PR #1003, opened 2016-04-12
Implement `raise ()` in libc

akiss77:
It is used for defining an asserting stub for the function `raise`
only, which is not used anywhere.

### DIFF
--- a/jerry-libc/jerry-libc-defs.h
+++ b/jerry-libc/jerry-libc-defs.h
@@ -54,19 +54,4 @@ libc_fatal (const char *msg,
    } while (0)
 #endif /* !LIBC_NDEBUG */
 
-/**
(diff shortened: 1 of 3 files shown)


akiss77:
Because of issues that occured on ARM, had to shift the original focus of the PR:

Brief: Transcribe every line of the data, exactly as it stands.

Finished task:
PR #1003, opened 2016-04-12
Implement `raise ()` in libc

akiss77:
It is used for defining an asserting stub for the function `raise`
only, which is not used anywhere.

### DIFF
--- a/jerry-libc/jerry-libc-defs.h
+++ b/jerry-libc/jerry-libc-defs.h
@@ -54,19 +54,4 @@ libc_fatal (const char *msg,
    } while (0)
 #endif /* !LIBC_NDEBUG */
 
-/**
(diff shortened: 1 of 3 files shown)


akiss77:
Because of issues that occured on ARM, had to shift the original focus of the PR:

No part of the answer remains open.